1 am - sound asleep - doorbell rang. I tried to ignore it. It rang again and again. I finally got up. The neighbours from across the street were there. A red mustang was where my silver car should be and my silver car was back where my green car should be, and my green car was pushed into my neighbour's van. The Mustang had gone into my hedge then hit my car hard enough to push it back into my other car, and push it into the neighbour's. The three people who had been in the Mustang had taken off on foot, leaving the keys in the ignition and the car still running.

The police came. They took statements. The police helicopter flew around for a bit but didn't find anyone. 

The mustang has now been towed. My cars are still in front of the house in one big, crumpled accordion together with the neighbour's van. I'll be phoning the insurance company in the morning. Since the driver of the car that caused the accident took off I'll probably get stuck with all of this. I had comprehensive on one of the cars but only liability on the other. 

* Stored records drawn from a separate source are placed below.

PR #4215, opened 2026-07-03
fix: preserve MessageHeader.Bag keys verbatim through serialization (#4151)

### LINKED ISSUE #4151: JsonSerialisationOptions.Options applies DictionaryKeyPolicy to MessageHeader.Bag, breaking session-keyed delivery
### Describe the bug

`Paramore.Brighter.JsonConverters.JsonSerialisationOptions.Options` sets `PropertyNamingPolicy = JsonNamingPolicy.CamelCase`. `DictionaryStringObjectJsonConverter` applies that policy to dictionary **keys** as well as property names.

As a result, `MessageHeader.Bag["SessionId"]` is serialised as `"sessionId"`. On the consume side, the ASB publisher does a case-sensitive `Bag.TryGetValue("SessionId", out _)` to decide whether to set `ServiceBusMessage.SessionId`. The lookup misses, the message is sent without a session, and the ASB broker silently drops it when the destination subscription has session-required = true.

Bag keys are arbitrary string identifiers, not C# property names — applying a property naming policy to them is semantically wrong, and the failure mode is fully silent (no exception, no log line, the message just never arrives).

### To Reproduce

1. Configure a session-required ASB subscription.
2. Send a Brighter message whose `MessageHeader.Bag["SessionId"]` is set.
3. Round-trip the message through Brighter's STJ serialisation (e.g. via the scheduler envelope path, or any path using `JsonSerialisationOptions.Options`).
4. Observe the bag at the publisher: the key is now `"sessionId"`.
5. Publisher's `Bag.TryGetValue("SessionId", ...)` misses → session-less message → silent drop.

### Suggested fix

Set `DictionaryKeyPolicy = null` on `JsonSerialisationOptions.Options` (and any sibling options contributing to the envelope serialiser). Bag keys are user-defined identifiers and must round-trip verbatim.

(Alternative — case-insensitive lookup at fire time — papers over symptoms; the root issue is the bag's keys being mutated by a naming policy.)

### Further technical details

- Brighter version: **10.4.1**
- `dotnet --info`:
  ```
  .NET SDK 10.0.108 (commit 94ea82652c, MSBuild 18.0.11+94ea82652)
  Host 10.0.8 (x64)
  RID: win-x64
  ```
- OS: Windows 11 (build 10.0.26200)

### LINKED ISSUE #4214: Header-bag key lookups are not naming-policy-aware (latent SessionId/#4054-class bugs)
## Background

#4054 / #4205 fixed the ASB `AzureServiceBusMessagePublisher`, where a `SessionId` bag key was silently dropped after an Outbox round-trip. Root cause: the Outbox serializes the header `Bag` with `JsonSerialisationOptions.Options`, whose `PropertyNamingPolicy` (default `JsonNamingPolicy.CamelCase`) **rewrites bag keys** (see `DictionaryStringObjectJsonConverter.Write`). A key written as `"SessionId"` therefore comes back as `"sessionId"` — and the exact-match `TryGetValue`/`Contains` missed it.

The fix in the publisher now resolves keys via the **active naming policy** (`ASBConstants.IsBagKey` / `IsReservedHeader`), which is correct under any policy, including a user-overridden one (`JsonSerialisationOptions.Options` has a public setter).

This issue tracks the **other sites with the same pattern**. They were left out of the #4054 PR to keep its scope tight, and are categorised below by whether they reproduce today.

## Reproducibly broken under the default (camelCase) policy

- **`RocketMqMessageProducer`** — `Bag.TryGetValue(HeaderNames.Keys, …)` (`RocketMqMessageProducer.cs:156`) and `HeaderNames.Tag` (`:172`). The constants are `"Brighter-RocketMQ-Keys"` / `"Brighter-RocketMQ-Tag"`; camelCase lowercases the leading char (`brighter-RocketMQ-Keys`), so an exact-match lookup misses the key after an Outbox round-trip. Producer-side, app-supplied keys → genuinely affected.

## Latent — correct only by accident under camelCase, would break under another policy (e.g. `SnakeCaseLower`)

- **AWS `messageDeduplicationId`** — `SnsMessagePublisher.cs:84`, `SqsMessageSender.cs:100` (plus the `.V4` equivalents and `AwsScheduler`). The constant is already camelCase, so it survives the default policy — but `ConvertName` under snake_case yields `message_deduplication_id` and the exact match fails.
- **Core `ProducerTopic`** — `OutboxProducerMediator.cs:946` reads `Message.ProducerTopicHeaderName` (`"paramore.brighter.ProducerTopic"`), set in `WrapPipeline`/`WrapPipelineAsync` before the Outbox store. Leading char is already lowercase, so it survives camelCase; would break under snake_case.

## Same code smell but NOT reproducibly broken

- **`AzureServiceBusScheduler`** — `AzureServiceBusScheduler.cs:135` (`ReservedHeaders.Contains(h.Key)`, no comparer) and `:150` (`TryGetValue(ASBConstants.SessionIdKey, …)`). These look like the #4054 twin, **but** `ConvertToServiceBusMessage` runs against a freshly-constructed header whose `Bag` is empty (the original message is serialized into the *body* as a `FireAzureScheduler` payload, not the header bag). So the lookups never mismatch today. Worth hardening for consistency, but no live bug. Note the scheduler has its **own** duplicate `ASBConstants` (separate assembly), so it can't share the gateway's helper.

## Suggested direction

Provide a shared, naming-policy-aware bag-key lookup (mirroring `ASBConstants.IsBagKey`) that reads `JsonSerialisationOptions.Options.PropertyNamingPolicy` at call time and matches raw-or-`ConvertName`, case-insensitive. Prime candidate for lifting into `Paramore.Brighter` core so every gateway/transform can reuse it rather than each re-implementing exact-match lookups.

Deeper question worth a design note: reserved/system bag keys (`SessionId`, etc.) arguably shouldn't be subject to a cosmetic naming policy during persistence at all — but changing the converter is a breaking wire-format change, so the read-side policy-aware lookup is the pragmatic fix.

_Filed as follow-up to #4205._

iancooper:
## What

Fixes #4151 at the root: `MessageHeader.Bag` keys now round-trip **verbatim** through Brighter's serialization instead of being rewritten by the camelCase naming policy.

Closes #4151.
Closes #4214.

## Root cause

`DictionaryStringObjectJsonConverter.Write` applied `JsonSerialisationOptions.Options.PropertyNamingPolicy` (default `JsonNamingPolicy.CamelCase`) to dictionary **keys** as well as property names. A bag key written as `"SessionId"` was therefore serialized as `"sessionId"`. Bag keys are arbitrary user-defined identifiers, not C# property names, so any consumer that looks the key up by its original name missed it — silently.

Note (from review): `DictionaryStringObjectJsonConverter.Read` never applied the policy — it reads keys via `reader.GetString()` verbatim. So `Write` and `Read` were **asymmetric**, and even a same-process serialize→deserialize already mangled PascalCase keys. This change makes `Write` symmetric with the existing `Read`, rather than introducing new behaviour.

This is the shared root cause behind a cluster of issues/bugs:
- #4054 / #4205 — ASB `SessionId` dropped after an Outbox round-trip.
- #4132 — `Subject` put in the Bag arrived camelCased, breaking downstream consumers (e.g. Python Lambdas reading SNS notifications by PascalCase key); that PR worked around it by moving `Subject` to `MessageHeader.Subject`.
- #4214 — the survey of other exact-match bag lookups (RocketMQ `Keys`/`Tag`, AWS `messageDeduplicationId`, core `ProducerTopic`, ASB scheduler).

### Origin of the mutation

Traced to the converter's introduction in #1531 — the key transformation was copied from the reference implementation the converter is *based on* (Josef Ottoson's), not added to fix a specific Brighter problem. So there is no known behaviour that intentionally relies on it.

## Fix

Stop applying the naming policy to dictionary keys — write them verbatim. `PropertyNamingPolicy` still governs real `MessageHeader` property names, so the property wire format is unchanged; **only Bag keys** are affected.

### Scope

`DictionaryStringObjectJsonConverter` is registered globally in `JsonSerialisationOptions` and applies to **every** `Dictionary<string, object?>` Brighter serializes (`MessageHeader.Bag`, `RequestContext` bags, outbox/scheduler payloads, any internal dictionary) — not just `MessageHeader.Bag`. This is intended: dictionary keys are data, not property names, and should not be case-mangled. Because `Read` never applied the policy, no in-process consumer could have depended on the old `Write` casing.

## Why this closes #4214

#4214 catalogued the other exact-match `Bag.TryGetValue(constant)` lookups that the camelCase policy could break (RocketMQ `Keys`/`Tag`, AWS `messageDeduplicationId`, core `ProducerTopic`; plus the ASB scheduler, which reads an empty bag and was never live). Now that keys round-trip verbatim under **any** policy, every one of those lookups is correct as written — the "make each read site policy-aware" direction #4214 proposed is no longer needed. The #4205 policy-aware reader (`ASBConstants.IsBagKey`) is retained for ASB only, as a belt-and-braces compat shim for messages persisted under the old camelCasing during an upgrade drain.

## Tests

- `BagKeyRoundTripTests` — pins that PascalCase (`SessionId`, `PartitionKey`) and lowercase (`customer.header`) bag keys survive verbatim, both through the converter directly and through a full `MessageHeader` round-trip.
- `When_migrating_subject_from_bag_to_header` — previously a **characterisation test** that asserted the bug (`converts_to_camelCase`); now asserts the key is preserved. The `Header.Subject` guidance from #4132 remains valid and those tests are unchanged.
- Full `Paramore.Brighter.Core.Tests`: 849 passed, 0 failed, 7 skipped. The only test that changed behaviour was the characterisation test above.

## Risk / reviewer notes

- **In-flight wire compatibility (drain window):** messages already written to a persistent Outbox/queue under the old camelCasing hold keys like `"sessionId"`; after this change they are read back verbatim. Code looking for `"SessionId"` won't match during the drain. ASB is covered by the #4205 policy-aware reader; the other gateways folded in from #4214 (RocketMQ, AWS, core `ProducerTopic`) have **no** such shim, so their pre-upgrade in-flight messages would miss the lookup during the drain — transient and niche, but worth a release-notes callout.
- **Not exercised here:** the persistent-outbox suites (SQL / Mongo / DynamoDB) need live infra. They store the same JSON and read keys back with the same literal, so no key-level regression is expected, but they should be run in CI before merge.

### DIFF
--- a/src/Paramore.Brighter/JsonConverters/JsonSerialisationOptions.cs
+++ b/src/Paramore.Brighter/JsonConverters/JsonSerialisationOptions.cs
@@ -8,8 +8,10 @@ namespace Paramore.Brighter.JsonConverters
     /// <summary>
     /// Global Configuration for the Json Serializer
     /// We provide custom type converters, particularly around serializing objects so that they appear as types not JsonElement
-    /// The camelCase property will convert a key, such as a header bag key, to camelCase if you use UpperCase and so if you expect
-    /// an UpperCase property you will find that it is now a camelCase one. It is best to use camelCase names for this reason
+    /// The <see cref="JsonSerializerOptions.PropertyNamingPolicy"/> (camelCase) applies to C# property names only.
+    /// Dictionary keys — such as <see cref="MessageHeader.Bag"/> keys — are serialized verbatim by
+    /// <see cref="Serialization.DictionaryStringObjectJsonConverter"/>, so a key written as "SessionId" is read back
+    /// as "SessionId".
     /// </summary>
     public static class JsonSerialisationOptions
     {
--- a/src/Paramore.Brighter/MessageHeader.cs
+++ b/src/Paramore.Brighter/MessageHeader.cs
@@ -154,8 +154,9 @@ namespace Paramore.Brighter
 
         /// <summary>
         /// A property bag that can be used for extended header attributes.
-        /// Use camelCase for the key names if you intend to read it yourself, as when converted to and from Json serializers will tend convert the property
-        /// name from UpperCase to camelCase
+        /// Key names round-trip verbatim through Brighter's serialization, so you can read a key back
+        /// using the exact name you wrote (for example "SessionId"); Brighter no longer applies a naming
+        /// policy to bag keys.
         /// </summary>
         /// <value>The bag.</value>
         public Dictionary<string, object> Bag { get; set; } = new();
--- a/src/Paramore.Brighter/Serialization/DictionaryStringObjectJsonConverter.cs
+++ b/src/Paramore.Brighter/Serialization/DictionaryStringObjectJsonConverter.cs
@@ -53,18 +53,21 @@ namespace Paramore.Brighter.Serialization
 
             foreach (var entry in dictionary)
             {
+                //Bag keys are arbitrary user-defined identifiers, not C# property names, so they must
+                //round-trip verbatim. We deliberately do NOT apply PropertyNamingPolicy here: doing so
+                //rewrote keys such as "SessionId" to "sessionId", silently breaking consumers that look
+                //the key up by its original name (see #4151 / #4054).
                 var propertyName = entry.Key;
-                var convertedPropName = options.PropertyNamingPolicy?.ConvertName(propertyName) ?? propertyName;
 
                 if (entry.Value != null)
                 {
-                    writer.WritePropertyName(convertedPropName);
+                    writer.WritePropertyName(propertyName);
                     var valueConverter = new ObjectToInferredTypesConverter();
                     valueConverter.Write(writer, entry.Value, options);
                 }
                 else
                 {
-                    writer.WriteNull(convertedPropName);
+                    writer.WriteNull(propertyName);
                 }
             }
 
--- a/tests/Paramore.Brighter.Core.Tests/CloudEvents/When_migrating_subject_from_bag_to_header.cs
+++ b/tests/Paramore.Brighter.Core.Tests/CloudEvents/When_migrating_subject_from_bag_to_header.cs
@@ -8,31 +8,33 @@ using Xunit;
 namespace Paramore.Brighter.Core.Tests.CloudEvents;
 
 /// <summary>
-/// Demonstrates the V9 → V10 migration issue for Subject (PR #4132).
-/// In V9, users put Subject in the Bag and the Bag preserved PascalCase keys.
-/// In V10, the Bag serialization applies camelCase to dictionary keys, so "Subject" becomes "subject",
-/// causing downstream consumers (e.g. Python Lambdas reading SNS notifications) to fail with KeyError.
-/// The fix is to use MessageHeader.Subject instead of the Bag, which feeds the native SNS Subject field.
+/// Covers the V9 → V10 migration for Subject (PR #4132), and the root-cause fix for #4151 / #4054.
+/// In V9, users put Subject in the Bag and the Bag preserved PascalCase keys. V10 briefly applied the
+/// camelCase naming policy to dictionary keys, so "Subject" became "subject" and downstream consumers
+/// (e.g. Python Lambdas reading SNS notifications) failed with KeyError. Bag keys are arbitrary user
+/// identifiers, not C# property names, so the naming policy is no longer applied to them and the key
+/// now round-trips verbatim. Using MessageHeader.Subject (which feeds the native SNS Subject field)
+/// remains the recommended pattern.
 /// </summary>
 public class When_migrating_subject_from_bag_to_header
 {
     [Fact]
-    public void When_subject_is_in_bag_serialization_converts_to_camelCase()
+    public void When_subject_is_in_bag_serialization_preserves_the_key_verbatim()
     {
-        //Arrange - V9 pattern: user puts Subject in the Bag with PascalCase key
+        //Arrange - V9 pattern: user puts Subject in the Bag with a PascalCase key
         var message = new Message(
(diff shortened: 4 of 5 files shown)


iancooper:
Thanks — good review, and the `Read`-was-never-policy-aware observation is a sharper framing of the risk than the PR body had. Addressed in `70f0942`:

**Required (stale docs) — done:**
- `MessageHeader.Bag` XML doc no longer advises camelCasing keys; it now states keys round-trip verbatim.
- `JsonSerialisationOptions` class summary now clarifies that `PropertyNamingPolicy` applies to C# property names only, while dictionary keys are serialized verbatim by `DictionaryStringObjectJsonConverter`.

**Optional test — done:**
- Added a `MessageHeader`-level round-trip test next to the bare-dictionary pin, so the real user-facing path (Bag wired into `MessageHeader` serialization) is guarded, not just the converter in isolation.

**Global-scope note (making it explicit, as requested):**
`DictionaryStringObjectJsonConverter` is registered globally and applies to **every** `Dictionary<string, object?>` Brighter serializes — `RequestContext` bags, outbox/scheduler payloads, any internal dictionary — not just `MessageHeader.Bag`. This is intended: dictionary keys are data, not property names, and shouldn't be case-mangled. And because `Read` never applied the policy, no in-process consumer could have depended on the old asymmetric `Write` casing, so there's no hidden regression — the change makes `Write` symmetric with the `Read` that was already there.

Left as-is:
- The `Assert.Equal("a-value", roundTripped[key])` string-vs-object nit — agree it's not worth changing.

Still open before merge (flagged, not code): run the persistent-outbox suites (SQL/Mongo/Dynamo) in CI, and a release-notes callout for the drain-window compat (covered by keeping #4205's policy-aware reader).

So, anyone in Calgary have a couple of used cars for sale cheap? I need two now. Sorry if this is a bit rambling. It's 2:30 now and I'm quite tired.


----------



## Zacman0126 (Apr 20, 2009)

Mojo. I live in Calgary. I am also an auto-enthusiast/technician/partsman/everything. I can probably find you a running junker until your insurance clears things. What do you need? Family van? family car? just a little 2door? compact? truck? I'll source something out for you.


----------



## kat_ (Jan 11, 2007)

Both of the wrecked cars are Hyundai Accents (a 95 and a 2001) and I'd love to get two more but I don't think we'll be able to afford that. Our budget is probably about $8000 for both. The Hyundais would go over 500 km on about $30 of gas in city driving so we liked that. They were also nicely laid out under the hood and easy to work on. I do all of my own maintanence and repairs so it's nice to be able to pull a starter or alternator without having to move other stuff. 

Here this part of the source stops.